PR #2977, opened 2022-11-25
feat(dot/sync): Remove the `EndBlockHash` from `BlockRequestMessage`

EclesioMeloJunior:
## Changes

- Remove the `EndBlockHash` from `BlockRequestMessage`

═══

Problem to work on: Scan the entries above for the word "from". Report the lines that hold it.

Your solution:
feat(dot/sync): Remove the `EndBlockHash` from `BlockRequestMessage`
- Remove the `EndBlockHash` from `BlockRequestMessage`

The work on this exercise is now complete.